Look for the word "TimelineItem" in the data below, and copy every line that holds it.
------ RECORDS SHOWN ------
PR #3531, opened 2024-06-11
feat (bindings): added APIs to save and load composer drafts

Velin92:
This PR is the first piece of the breakdown of the following PR: https://github.com/matrix-org/matrix-rust-sdk/pull/3439 where only the core functionalities of the feature are implemented, without addressing the issue of editing and replying to events that have not yet been paginated.

### DIFF
--- a/bindings/matrix-sdk-ffi/src/room.rs
+++ b/bindings/matrix-sdk-ffi/src/room.rs
@@ -4,7 +4,7 @@ use anyhow::{Context, Result};
 use matrix_sdk::{
     event_cache::paginator::PaginatorError,
     room::{power_levels::RoomPowerLevelChanges, Room as SdkRoom, RoomMemberRole},
-    RoomMemberships, RoomState,
+    ComposerDraft, RoomMemberships, RoomState,
 };
 use matrix_sdk_ui::timeline::{PaginationError, RoomExt, TimelineFocus};
 use mime::Mime;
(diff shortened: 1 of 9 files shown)


bindings/matrix-sdk-ffi/src/room.rs
```diff
@@ -698,6 +701,55 @@ impl Room {
...
+    /// Remove the `ComposerDraft` stored in the state store for this room.
+    pub async fn clear_composer_draft(&self) -> Result<(), ClientError> {
+        Ok(self.inner.clear_composer_draft().await?)
+    }
+
+    /// Load the reply details for the given event id.
+    ///
+    /// This will return an `InReplyToDetails` object that contains the details
+    /// which will either be ready or an error.
+    pub async fn load_reply_details(
```
bnjbvr, line 725: Can we remove this one from this PR? I'd like to sit down with you to assess if we can do this differently, because I'm not quite satisfied even with the changes I added the other day…

bnjbvr (changes requested):
looks good on principle, thanks for splitting the PR. Can we include some smoke tests for the new (sdk) `Room` functions, please? A single test would be sufficient, save/load/clear/re-load. Thanks!

bindings/matrix-sdk-ffi/src/room.rs
Velin92: done! now the pr only contains draft saving , clearing and loading

Issue #3529, opened 2024-06-11
crypto: events can be sent without an up-to-date member list causing UTDs


kegsay:
I've seen two bug reports from the same user on EXA which shows the following:
 - Get invited to a DM over federation
 - Accept the invite
 - Send some messages
 - Those messages are UTD.
 - ~45s later send more messages,  they are not UTD.

The SDK is _supposed_ to hit `/members` prior to sending encrypted events to ensure they have an up-to-date member list. This is done in https://github.com/matrix-org/matrix-rust-sdk/blob/0c97c85aea952887b3d7677932b96af492808a42/crates/matrix-sdk/src/room/futures.rs#L166-L168

I see no evidence of a `/members` hit when sending the event.

However, this is complicated by the several confounding factors:
 - the app itself also asks for `/members` and then immediately cancels the job, causing `kotlinx.coroutines.JobCancellationException: Job was cancelled; job=SupervisorJobImpl{Cancelling}@6f96c4a` - this is normal behaviour when you back out of a room quickly before it can fully load.
 - `sync_members` will not actually sync the members if the user is invited _and_ history visibility is `HistoryVisibility::WorldReadable | HistoryVisibility::Invited`
 - the SS request doesn't return the member event of the inviter in this scenario because it's before the join event and the client doesn't `required_state: [[m.room.member, *]]`.
 - the client is stuck unable to upload OTKs due to https://github.com/matrix-org/matrix-rust-sdk/issues/1415 which is causing `/keys/upload` to HTTP 400.

These factors mean there's several things which could be going wrong here:
 - Can calling [Room.members()](https://github.com/matrix-org/matrix-rust-sdk/blob/1510f87fa07ac0dd9ae8d229ef32cbc246cd5161/crates/matrix-sdk/src/room/mod.rs#L645) break the state machine such that it doesn't call it again when you send an event?
 - Is there a race condition where you can send an event after you join but before the rust SDK layer believes you are joined, so `sync_members` doesn't actually sync members? 
 - The SDK does eventually learn that the inviter is in the room, but how? SS isn't telling the SDK directly, so what mechanism is being used here? `/messages`? That doesn't make sense as it's historical state.
 - Does the inability to upload OTKs cause the state machine to terminate early or something?

There's a lot of moving parts here but I've done due diligence:
 - haproxy logs on the server show that `/members` is only hit one time, just after the `/join` (this was triggered by EXA)
[...]

PR #3533, opened 2024-06-11
deduplicating handler: handle cancellation by repeating the query, if needs be

bnjbvr:
Solves one potential issue spotted in https://github.com/matrix-org/matrix-rust-sdk/issues/3529. If the following sequence happened:

- request A for key K starts
- request B for key K wants to start, but it's deduplicated, so it waits for request A to finish
- request A gets aborted

Then, in the previous version of the code, request B would finish and assume that A successfully completed, while this is not the case.

This new version handles that by repeating the deduplicated query. **This assumes that it's fine to repeat the entire query**, which is not a light assumption, but looking at the uses of the deduplicating handler (/members, sending a read receipt for a room, reading the encryption state for a room), this should be fine.

### DIFF
--- a/crates/matrix-sdk/src/deduplicating_handler.rs
+++ b/crates/matrix-sdk/src/deduplicating_handler.rs
@@ -24,7 +24,7 @@ use tokio::sync::Mutex;
 
 use crate::{Error, Result};
 
-type DeduplicatedRequestMap<Key> = Mutex<BTreeMap<Key, Arc<Mutex<Result<(), ()>>>>>;
+type DeduplicatedRequestMap<Key> = Mutex<BTreeMap<Key, Arc<Mutex<Option<Result<(), ()>>>>>>;
 
 /// Handler that properly deduplicates function calls given a key uniquely
 /// identifying the call kind, and will properly report error upwards in case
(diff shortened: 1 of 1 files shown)


crates/matrix-sdk/src/deduplicating_handler.rs
```diff
@@ -24,7 +24,20 @@ use tokio::sync::Mutex;
...
 use crate::{Error, Result};
 
-type DeduplicatedRequestMap<Key> = Mutex<BTreeMap<Key, Arc<Mutex<Result<(), ()>>>>>;
+/// State machine for the state of a query deduplicated by the
+/// [`DeduplicatingHandler`].
+enum QueryState {
+    /// The query hasn't completed yet. This doesn't mean it hasn't *started*
+    /// yet, but rather that it couldn't get to completion: some
+    /// intermediate steps might have run.
+    NotFinishedYet,
```
poljar, line 33: `NotFinishedYet` sounds like we should wait and see if it'll get finished next time, if we're sure that this only happens only if we cancel the future, perhaps `Cancelled` would be a better name.

crates/matrix-sdk/src/deduplicating_handler.rs
```diff
@@ -55,31 +68,67 @@ impl<Key: Clone + Ord + std::hash::Hash> DeduplicatingHandler<Key> {
...
+                    // most one holder at the same time.
+                    self.run_code(key, code, &mut request_guard).await
+                }
+            };
         }
 
-        // Assume a successful request; we'll modify the result in case of failures
-        // later.
-        let request_mutex = Arc::new(Mutex::new(Ok(())));
+        // Start at the `None` state to indicate we haven't completed the request yet.
```
poljar, line 102: That's not the `None` state :sweat_smile:. I see now why you picked `NotFinishedYet`, though it still seems that we could say something like:

> Let's assume the cancelled state, if we succeed or fail we'll modify the result.

poljar (approved):
Left some minor comments, feel free to ignore if you disagree. Looks good. Thanks for tackling this so swiftly :muscle:.

crates/matrix-sdk/src/deduplicating_handler.rs
bnjbvr: Haha, remnant from a previous push. Thanks, I've used Cancelled in lieu of NotFinishedYet, and tweaked the comment accordingly.

(Also added a note about the `code` future which must be idempotent if run multiple times.)

PR #3534, opened 2024-06-11
feat (bindings): added an API to retrieve a loaded reply

Velin92:
second part of the #3439 breakdown

The context for this API, is for the composer preview an reply without the need of it being actively in the timeline.

### DIFF
--- a/bindings/matrix-sdk-ffi/src/timeline/content.rs
+++ b/bindings/matrix-sdk-ffi/src/timeline/content.rs
@@ -189,8 +189,8 @@ impl Message {
 
 #[derive(uniffi::Record)]
 pub struct InReplyToDetails {
-    event_id: String,
-    event: RepliedToEventDetails,
+    pub(crate) event_id: String,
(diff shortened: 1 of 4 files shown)


bindings/matrix-sdk-ffi/src/timeline/content.rs
```diff
@@ -189,8 +189,8 @@ impl Message {
 
 #[derive(uniffi::Record)]
 pub struct InReplyToDetails {
-    event_id: String,
-    event: RepliedToEventDetails,
+    pub(crate) event_id: String,
+    pub(crate) event: RepliedToEventDetails,
```
bnjbvr, line 193: Can it be a small constructor instead of two `pub(crate)` fields, please?

bnjbvr (approved):
Thanks! One small comment, and this is good to go!

bindings/matrix-sdk-ffi/src/timeline/content.rs
Velin92: sure! done!

PR #3535, opened 2024-06-11
ffi: call the initial events in the same task that listens to updates

bnjbvr:
This avoids a race condition where the caller hasn't set up the initial items or the listener, and the listener is called *before* the initial items have been used.

cc @kegsay

### DIFF
--- a/bindings/matrix-sdk-ffi/src/timeline/mod.rs
+++ b/bindings/matrix-sdk-ffi/src/timeline/mod.rs
@@ -132,24 +132,28 @@ impl Timeline {
 
 #[uniffi::export(async_runtime = "tokio")]
 impl Timeline {
-    pub async fn add_listener(
-        &self,
-        listener: Box<dyn TimelineListener>,
-    ) -> RoomTimelineListenerResult {
+    pub async fn add_listener(&self, listener: Box<dyn TimelineListener>) -> Arc<TaskHandle> {
         let (timeline_items, timeline_stream) = self.inner.subscribe_batched().await;
-        let timeline_stream = TaskHandle::new(RUNTIME.spawn(async move {
+
+        Arc::new(TaskHandle::new(RUNTIME.spawn(async move {
             pin_mut!(timeline_stream);
 
+            // It's important that the initial items are passed *before* we forward the
+            // stream updates, with a guaranteed ordering. Otherwise, it could
+            // be that the listener be called before the initial items have been
+            // handled by the caller. See #3535 for details.
+
+            // First, pass all the items as a reset update.
+            listener.on_update(vec![Arc::new(TimelineDiff::new(VectorDiff::Reset {
+                values: timeline_items,
+            }))]);
+
+            // Then forward new items.
             while let Some(diffs) = timeline_stream.next().await {
                 listener
                     .on_update(diffs.into_iter().map(|d| Arc::new(TimelineDiff::new(d))).collect());
             }
-        }));
-
-        RoomTimelineListenerResult {
-            items: timeline_items.into_iter().map(TimelineItem::from_arc).collect(),
-            items_stream: Arc::new(timeline_stream),
-        }
+        })))
     }
 
     pub fn retry_decryption(self: Arc<Self>, session_ids: Vec<String>) {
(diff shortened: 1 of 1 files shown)


bindings/matrix-sdk-ffi/src/timeline/mod.rs
```diff
@@ -132,24 +132,20 @@ impl Timeline {
...
-    ) -> RoomTimelineListenerResult {
+    pub async fn add_listener(&self, listener: Box<dyn TimelineListener>) -> Arc<TaskHandle> {
         let (timeline_items, timeline_stream) = self.inner.subscribe_batched().await;
-        let timeline_stream = TaskHandle::new(RUNTIME.spawn(async move {
+
+        Arc::new(TaskHandle::new(RUNTIME.spawn(async move {
             pin_mut!(timeline_stream);
 
+            let initial_items = timeline_items.into_iter().map(TimelineItem::from_arc).collect();
+            listener.on_initial_items(initial_items);
```
Hywan, line 142: Simply call on_update here would be similar, and it removes the race condition on the consumer side. Otherwise it's still possible to get on_update actually called before on_initial_items on the host/consumer side depending on how busy the runtime is I guess. By only calling/using on_update, we remove a lot of complexity on the host side, and fix the race condition.

Hywan (changes requested):

bindings/matrix-sdk-ffi/src/timeline/mod.rs
bnjbvr: How would that work? The two delegate methods have different signatures 🤔

kegsay: > it's still possible to get on_update actually called before on_initial_items on the host/consumer side depending on how busy the runtime is

Is this true? I'd have thought calling `on_initial_items` here would block until the consumer code had finished running?

kegsay (commented):
This should fix the race condition, but it does so in a rather subtle way at first glance.

This helps the rust side because before it was possible for `on_update` to be called _before_ the call to `timeline_items.into_iter().map(TimelineItem::from_arc).collect(),`. With this PR, that is no longer possible.

I had written:

> Because the consumer is constructing the timeline from these listener functions, this does not help the consumer side because the race can still happen

..but it can't because `on_initial_items` and `on_update` are called in the same task, so the FFI layer guarantees that `on_initial_items` happens before `on_update`. As a result, so long as the consumer is synchronously constructing the timeline, it's not possible to get into the race condition mentioned previously:

> I assumed that I should be using those items when they are returned, and then the listener will be called for any new ones going forwards, right? But in this test it looks like the listener fires with alice's join event before AddListener returns, and the Items don't contain alice's join event. At best this _should_ just cause alice's join to be at `timeline[0]` (the wrong location) but I replace the timeline based on `Items`, so I lose alice's join event.

bindings/matrix-sdk-ffi/src/timeline/mod.rs
Hywan: > How would that work? The two delegate methods have different signatures 🤔

You can wrap the initial values in a `TimelineDiff::Reset` or `TimelineDiff::Append`. Thoughts?

bnjbvr: > but on the consumer side

I don't buy this argument. This PR is fixing a real issue that's caused in the code we control. Fixing issues on the consumer side is outside our control, and while we can do our best to *limit* or *mitigate* damage by providing good APIs in the first place, this argument doesn't apply to the problem at hand here, IMO; if a consumer goes async-wild on their side, I'd rather consider it's on them and they might be shooting _themselves_ in the feet.

> You can wrap the initial values in a TimelineDiff::Reset or TimelineDiff::Append. Thoughts?

Sounds like a bit of API abuse to me, but I'll happily get rid of one new method to limit the API churn, so I'll consider this, thanks.

bnjbvr: It's actually great, thanks for the suggestion.

Hywan (approved):

Issue #3528, opened 2024-06-10
Use the same library name in the XCFramework / Swift bindings for all platforms


Johennes:
The static libraries inside the XCFramework are currently using a [different name](https://github.com/matrix-org/matrix-rust-sdk/blob/main/xtask/src/swift.rs#L103) for each platform. This appears to be problematic when using the XCFramework inside a Cocoa Pod[^1].

```
[!] Unable to install vendored xcframework `MatrixSDKFFI` for Pod `react-native-matrix-sdk` because it contains static libraries
with differing binary names: libmatrix_sdk_ffi, libmatrix_sdk_ffi_iossimulator, and libmatrix_sdk_ffi_macos.
```

Would it be possible to use the same filename for all `.a` files inside the XCFramework? I suspect the specific names have been set up for a reason but given that the files end up in different folders anyway I'm not sure where they would clash?

```
MatrixSDKFFI.xcframework
├── Info.plist
├── ios-arm64
│   ├── Headers
│   │   ├── ...
│   └── libmatrix_sdk_ffi.a
├── ios-arm64_x86_64-simulator
│   ├── Headers
│   │   ├── ...
│   └── libmatrix_sdk_ffi_iossimulator.a
└── macos-arm64_x86_64
    ├── Headers
    │   ├── ...
    └── libmatrix_sdk_ffi_macos.a
```

[^1]: I'm working on a React Native module where using Cocoapods, unfortunately, appears to be mandatory

stefanceriu:
Hi @Johennes, first of all, I'm sorry 😅

I don't think there's any particular reason for them to be named like that. That's what [cargo names them](https://github.com/matrix-org/matrix-rust-sdk/blob/main/xtask/src/swift.rs#L280) based on the triples we pass in and then that gets preserved into the final xcframework. 

We have no interest in providing CocoaPods support but we wouldn't be introducing an extra step to the xtask to name them properly, either by seprating them into tripple folders or as a post processing step on the resulting xcframework.

PR #3536, opened 2024-06-11
fix(bindings): use the same library name for all platforms in the xcframework

Johennes:
Fixes: #3528

### DIFF
--- a/xtask/src/swift.rs
+++ b/xtask/src/swift.rs
@@ -98,13 +98,13 @@ impl Platform {
         }
     }
 
-    /// The name of the library for the platform once all architectures are
-    /// lipo'd together.
-    fn lib_name(&self) -> &str {
+    /// The name of the subfolder in which to place the library for the platform
+    /// once all architectures are lipo'd together.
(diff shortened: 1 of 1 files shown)


poljar (commented):
This looks fine, but hard to double check without a Apple machine.

@stefanceriu can you double check if this is fine for you guys?

stefanceriu:
Yup yup, leave it with me, it might just take me a bit to get to it 👍

stefanceriu (approved):
Alrighty, I had a go at building the whole thing and it not only looks great but it also works 😁 

🚀 it and thank you for handling it yourself!

Johennes:
Thanks for reviewing it so quickly! 🙂

stefanceriu:
@Johennes made a new release here https://github.com/matrix-org/matrix-rust-components-swift/releases/tag/v1.1.68 if you want to try it out. Seems fine on our side fwiw.

Johennes:
Tested and works in RN as well. 🎉 

Thanks again!

PR #3537, opened 2024-06-12
crypto: Use the server name in the QR code login data

poljar:
Using the resolved homeserver URL causes problems if we need to inspect the well-known configuration of the homeserver, for example, if the server name is matrix.org, but the homeserver URL is server.matrix.org, the well-known might be only available for the former.

This is why we also need to receive the former, i.e. the server name in the QR code data.

### DIFF
--- a/crates/matrix-sdk-crypto/src/types/qr_login.rs
+++ b/crates/matrix-sdk-crypto/src/types/qr_login.rs
@@ -84,7 +84,7 @@ pub enum QrCodeModeData {
     Reciprocate {
         /// The homeserver the existing device is using. This will let the new
         /// device know which homeserver it should use as well.
-        homeserver_url: Url,
+        server_name: String,
     },
 }
 
@@ -203,14 +203,14 @@ impl QrCodeData {
                 QrCodeMode::Reciprocate => {
                     // 7. If the mode is 0x04, we attempt to read the two bytes for the length of
                     //    the homeserver URL.
-                    let homeserver_url_len = reader.read_u16::<BigEndian>()?;
+                    let server_name_len = reader.read_u16::<BigEndian>()?;
 
                     // 8. We read and parse the homeserver URL.
-                    let mut homeserver_url = vec![0u8; homeserver_url_len.into()];
-                    reader.read_exact(&mut homeserver_url)?;
-                    let homeserver_url = Url::parse(str::from_utf8(&homeserver_url)?)?;
+                    let mut server_name = vec![0u8; server_name_len.into()];
+                    reader.read_exact(&mut server_name)?;
+                    let server_name = String::from_utf8(server_name).map_err(|e| e.utf8_error())?;
 
-                    QrCodeModeData::Reciprocate { homeserver_url }
+                    QrCodeModeData::Reciprocate { server_name }
                 }
             };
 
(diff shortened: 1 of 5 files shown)


crates/matrix-sdk-crypto/src/types/qr_login.rs
```diff
@@ -327,6 +341,46 @@ mod test {
...
+
+        assert_eq!(
+            expected_rendezvous, data.rendezvous_url,
+            "The parsed rendezvous URL should match to the expected one",
+        );
+
+        assert_eq!(
+            data.mode(),
+            QrCodeMode::Reciprocate,
+            "The mode in the test bytes vector should be Login"
```
bnjbvr, line 370: Is this a bad copypasto and this should read `should be Reciprocate`?

crates/matrix-sdk-crypto/src/types/qr_login.rs
```diff
@@ -327,6 +341,46 @@ mod test {
...
+        );
+
+        assert_let!(
+            QrCodeModeData::Reciprocate { server_name } = data.mode_data,
+            "The parsed QR code mode should match to the expected one",
```
bnjbvr, line 375:
```suggestion
            "The parsed QR code mode should match the expected one",
```

examples/qr-login/src/main.rs
```diff
@@ -112,7 +112,7 @@ async fn login(proxy: Option<Url>) -> Result<()> {
 
     let data = QrCodeData::from_base64(input).context("Couldn't parse the base64 QR code data")?;
 
-    let QrCodeModeData::Reciprocate { homeserver_url } = &data.mode_data else {
+    let QrCodeModeData::Reciprocate { server_name: homeserver_url } = &data.mode_data else {
```
bnjbvr, line 115: nit: missed renaming here for the right-hand side

crates/matrix-sdk/src/authentication/qrcode/secure_channel.rs
```diff
@@ -50,7 +50,7 @@ impl SecureChannel {
     pub(super) async fn new(http_client: HttpClient, homeserver_url: &Url) -> Result<Self, Error> {
         let channel = RendezvousChannel::create_outbound(http_client, homeserver_url).await?;
         let rendezvous_url = channel.rendezvous_url().to_owned();
-        let mode_data = QrCodeModeData::Reciprocate { homeserver_url: homeserver_url.clone() };
+        let mode_data = QrCodeModeData::Reciprocate { server_name: homeserver_url.to_string() };
```
bnjbvr, line 53: Maybe a missed renaming for the `homeserver_url` parameter?

bnjbvr (approved):
Mostly nits, so approving. The code makes sense, I'm not too sure about the why of the change, but trust you here. (Alternatively, one could ask review from somebody who's more knowledgeable about the QR code login process.)

poljar:
> Mostly nits, so approving. The code makes sense, I'm not too sure about the why of the change, but trust you here. (Alternatively, one could ask review from somebody who's more knowledgeable about the QR code login process.)

The MSC got changed: https://github.com/matrix-org/matrix-spec-proposals/pull/4108/commits/87f8317a902cd7bc5c2d2d225f71021b3a509e2d. The commit attempts to clarify why as well, you need to be able to do the well-known discovery, which is guaranteed to only work if you get the server name.

crates/matrix-sdk/src/authentication/qrcode/secure_channel.rs
poljar: This one actually isn't, we pass in the resolved homeserver URL for this test method. Kinda abusing the API, but fine for now.

poljar: Added a comment explaining this.

crates/matrix-sdk-crypto/src/types/qr_login.rs
```diff
@@ -84,7 +84,7 @@ pub enum QrCodeModeData {
     Reciprocate {
         /// The homeserver the existing device is using. This will let the new
         /// device know which homeserver it should use as well.
-        homeserver_url: Url,
+        server_name: String,
```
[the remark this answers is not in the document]
poljar: I think we might want that but for now we'll keep the weak type to support both the server name and the homeserver URL the initial version used.

crates/matrix-sdk-crypto/src/types/qr_login.rs
poljar: Bad copypasta indeed :pinched_fingers:.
------
**OUTPUT OF THE TASK:**
-            items: timeline_items.into_iter().map(TimelineItem::from_arc).collect(),
+            let initial_items = timeline_items.into_iter().map(TimelineItem::from_arc).collect();
This helps the rust side because before it was possible for `on_update` to be called _before_ the call to `timeline_items.into_iter().map(TimelineItem::from_arc).collect(),`. With this PR, that is no longer possible.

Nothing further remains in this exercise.